* [Goal of the exercise]: Keep only the lines from the top of the listing through the one with "Adding JaCoCo configuration", and reproduce them unaltered.

** Opening Records for this exercise block **

PR #77, opened 2015-07-10
Enable code coverage analysis with JaCoCo

yurloc:
Adding JaCoCo configuration to `kie-parent-metadata` makes code coverage analysis ready to use in any droolsjbpm project. I find this potentially useful for both QA engineers and developers who want to quickly find code pieces lacking test coverage.

I have introduced a simple rule that requires 90% line coverage. The plugin wil print a warning if the requirement is not met. This can be changed or the check execution can be removed completely. More interesting is the HTML report of code coverage that is generated after running

```shell
mvn clean verify -Djacoco
```

The reports can be found in `target/site/jacoco/index.html` in any module that executed some tests.

The test execution analysis and subsequent report generation may add some 10-50% to build time (very roughly) so I put JaCoCo plugin into a profile that is not active by default. It can be activated with `-Djacoco`.

Surefire upgraded so that JaCoCo agent path passed in `argLine` can be
combined with memory options for test execution ([SUREFIRE-1047](https://issues.apache.org/jira/browse/SUREFIRE-1047) fixed in 2.17).

### DIFF
--- a/pom.xml
+++ b/pom.xml
@@ -164,6 +164,9 @@
     <latestReleasedVersionFromThisBranch>notYetReleased</latestReleasedVersionFromThisBranch>
     <!-- Version of the KIE Workbench application. Shown for example in About dialog. Will be usually overriden by productisation. -->
     <version.org.kie.workbench.app>${version.org.kie}</version.org.kie.workbench.app>
+
+    <!-- Set default argLine value to empty to prevent surefire failure when jacoco is disabled -->
+    <surefire.argLine></surefire.argLine>
   </properties>
 
   <repositories>
@@ -417,7 +420,7 @@
         <plugin>
           <groupId>org.apache.maven.plugins</groupId>
           <artifactId>maven-surefire-plugin</artifactId>
-          <version>2.15</version>
+          <version>2.18.1</version>
           <configuration>
             <includes>
               <include>**/*Test.java</include>
@@ -425,7 +428,8 @@
             <excludes>
               <exclude>**/*IntegrationTest.java</exclude>
             </excludes>
-            <argLine>-Xmx1024m -XX:MaxPermSize=128m -Dfile.encoding=UTF-8</argLine>
+            <!-- Append surefire.argLine property populated by JaCoCo plugin -->
+            <argLine>-Xmx1024m -XX:MaxPermSize=128m -Dfile.encoding=UTF-8 @{surefire.argLine}</argLine>
             <systemProperties>
               <property>
                 <name>apple.awt.UIElement</name>
@@ -442,7 +446,7 @@
         <plugin>
           <groupId>org.apache.maven.plugins</groupId>
           <artifactId>maven-failsafe-plugin</artifactId>
-          <version>2.15</version>
+          <version>2.18.1</version>
           <executions>
             <execution>
               <goals>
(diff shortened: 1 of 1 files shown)


mrietveld:
@psiroky Could you review this, given that you have more knowledge of the build?

psiroky:
@mrietveld yes, I will take a look at this today.

psiroky:
I haven't had time to look at this yet, but one thing that come to my mind: could we use something like `-Dtest-covereage` or maybe just `-Dcoverage`? So that in case we would switch to something different than JaCoCo, we could still use this general name. WDYT @yurloc?

pom.xml
```diff
@@ -475,6 +479,48 @@
...
+                <!-- Do not fail the build if rules are not met -->
+                <haltOnFailure>false</haltOnFailure>
+                <rules>
+                  <rule>
+                    <element>BUNDLE</element>
+                    <limits>
+                      <limit>
+                        <counter>LINE</counter>
+                        <value>COVEREDRATIO</value>
+                        <minimum>0.9</minimum>
```
psiroky: I think this is too strict. But since we are just reporting warnings, it probably does matter that much.

pom.xml
```diff
@@ -181,6 +181,9 @@
     <!-- Remove hibermate-jpamodelgen prop when we move to jboss-integration-platform-bom 6.0.0.CR27+ -->
     <!-- When we move to hibernate 4.3+: version.org.hibernate.jpamodelgen should be removed and version.org.hibernate used instead  -->
     <version.org.hibernate.jpamodelgen>1.3.0.Final</version.org.hibernate.jpamodelgen>
+
+    <!-- Set default argLine value to empty to prevent surefire failure when jacoco is disabled -->
+    <argLine></argLine>
```
psiroky: Maybe we could use something like `surefire.argLine`? Or does it apply to other plugins as well?

yurloc:
@psiroky Ad `-Djacoco` vs. `-Dcoverage`: From my point of view using "jacoco" property is easier to remember. Maybe the profile won't be necessary any more if we switch the coverage tool. Or we might want to use different coverage tools together, each enabled with its own profile.

But I see your point. Once the name starts to be used in different places, changing it may be painful. I like `-Dcoverage`. I will update that if you confirm it.

pom.xml
yurloc: Yes, it is strict. We could certainly have a long discussion about the rules... I came across a statement that I liked:

> There is no reason to have less than 95% of lines covered by tests when doing TDD.

Or something like that. I think it's true. Rhetorical question: Do we really have code that is never executed during testing? Are we OK about that?

On the other hand, who is doing TDD here? Additionally, there is some code where the added value of tests is questionable (e.g. GWT client code, maybe some other...).

So, this rule is basically a demo that will print a warning with the actual line coverage (if it's below 90%) so anyone who's running a build can either investigate the report and maybe make some improvement or just ignore it. I think there is no "one size fits all" so if we want the `check` goal to be taken seriously, or even have it fail the build, rules will have to be tailored in different ways for different projects.

manstis: I agree with Jiri.... but woe be the day we fail builds for lack of test
coverage ;-)

Rikkola: I'll confess, I'm doing TDD most of the time and not even meaning Toni Driven Development, but the real thing ;)

Like Jiri mentioned, 90% will be a problem with the MVP view implementations we have. We only test the presenter since, the view is GWT and unit testing it is hard, but we also keep the views as simple as possible ( = just setting values or styles ). The view part is still Java code, not sure if it will be possible to ignore *ViewImpl.java files when counting the %?

ge0ffrey:
Why add "-Djacoco" (and a special profile to make it work), why not simply call the goal directly "mvn jacoco:jacoco" (or "mvn clean install jacoco:jacoco")?

psiroky:
Yes, that should work as well. We are already doing that with findbugs.

psiroky:
@yurloc what do you think about using just `jacoco:jacoco` like @ge0ffrey suggested? It uses the specific names, but it also means we don't have to use additional profile, which is good.

yurloc:
> Why add "-Djacoco" (and a special profile to make it work), why not simply call the goal directly "mvn jacoco:jacoco" (or "mvn clean install jacoco:jacoco")?

@ge0ffrey There is no "jacoco" goal in jacoco plugin. A meaningful usage of the plugin involves 2 stages:

1. `prepare-agent` goal runs before test execution. As a result runtime agent is attached to surefire and code coverage analysis is produced after tests are executed

2. At least on of the following (after test phase):
  - `check` verifies that code coverage meets defined criteria
  - `report` produces a graphical (HTML) report of the code coverage

It is possible to get the analysis with one Maven execution (`mvn clean test`) and that generate report in another execution (`mvn jacoco:report`). On the other hand, `mvn jacoco:check` fails due to missing `rules` configuration (it seems that POM configuration is ignored when invoking the goal like this). All in all it seem the only possible way to perform both `check` and `report` is to run `mvn clean verify`.

Regarding the new profile -- its purpose is to make code coverage analysis and report generation optional so that it doesn't slow regular builds.

ge0ffrey:
That's a pity that the maven-jacoco-plugin doesn't have such a facade-pattern goal (IIRC the corbertura plugin does - not sure about the emma plugin). But in that case, I agree adding the profile is the lesser evil.

yurloc:
Made couple of changes:
* renamed the property used to carry over jacoco agent path to `surefire.argLine` (to prevent possible collisions with other plugins?)
* changed activation property name to `code-coverage`

psiroky:
Merged into master https://github.com/droolsjbpm/droolsjbpm-build-bootstrap/commit/2954e8216939b483f850bad84905a20d90a1b231.

Cherry-picked into 6.3.x https://github.com/droolsjbpm/droolsjbpm-build-bootstrap/commit/9b9776b268f089a8669b3bd92c49ebc4b0ffd11c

** Closing Records for this exercise block **

* [Task response]:
PR #77, opened 2015-07-10
Enable code coverage analysis with JaCoCo

yurloc:
Adding JaCoCo configuration to `kie-parent-metadata` makes code coverage analysis ready to use in any droolsjbpm project. I find this potentially useful for both QA engineers and developers who want to quickly find code pieces lacking test coverage.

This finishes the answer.